Required action
Look through the data and write out every line with the word "Added" in it.

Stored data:

PR #2887, opened 2026-06-30
facade: wire power listener to all protocol implementations

volodymyrpavlenko:
## Summary

- Previously only the main (highest priority) power implementation had its listener set to `FacadePower`. When Companion is the main protocol but fails to track power state (e.g. `FetchAttentionState` times out on newer tvOS), MRP power events were silently dropped because `MrpPower` had no listener wired up.
- Set `FacadePower` as the listener on every registered power implementation so events from any protocol reach the consumer.
- Added test verifying power events from both MRP and Companion reach the facade listener.

## Context

On newer tvOS versions, `FetchAttentionState` may time out or be rejected during companion protocol initialization. The 0.18.0 fix ([`5ed97a3`](https://github.com/postlund/pyatv/commit/5ed97a39)) correctly moved event subscriptions outside the initial fetch try-block, but even when companion event subscriptions also fail, MRP still detects power state changes. However, those MRP events never reached the facade listener because `FacadeAppleTV.connect()` only called:

```python
power = self._interfaces[interface.Power].main_instance
power.listener = self._interfaces[interface.Power]
```

With `FacadePower.OVERRIDE_PRIORITIES = [Companion, MRP, ...]`, `main_instance` always returns `CompanionPower`, leaving `MrpPower.listener` unset. The `StateProducer._ListenerProxy` silently no-ops when no listener is set, so MRP power events are swallowed.

## Test plan

- [x] Added `test_power_events_forwarded_from_all_protocols` — registers both MRP and Companion power, simulates events from each, asserts both reach the facade listener
- [x] All 48 existing `tests/core/test_facade.py` tests pass

### DIFF
--- a/pyatv/core/facade.py
+++ b/pyatv/core/facade.py
@@ -773,14 +773,12 @@ class FacadeAppleTV(interface.AppleTV):
 
         self._device_info = interface.DeviceInfo(devinfo)
 
-        # Forward power events in case an interface exists for it
-        try:
-            power = cast(
-                interface.Power, self._interfaces[interface.Power].main_instance
-            )
-            power.listener = self._interfaces[interface.Power]
-        except exceptions.NotSupportedError:
-            _LOGGER.debug("Power management not supported by any protocols")
+        # Forward power events from all protocol implementations to the facade
+        # so that events are not lost when a non-main protocol detects a change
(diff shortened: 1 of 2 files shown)


volodymyrpavlenko:
This was actually not needed since MRP is noisy and fixing companion in HA helped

Result of this task
- Added test verifying power events from both MRP and Companion reach the facade listener.
- [x] Added `test_power_events_forwarded_from_all_protocols` — registers both MRP and Companion power, simulates events from each, asserts both reach the facade listener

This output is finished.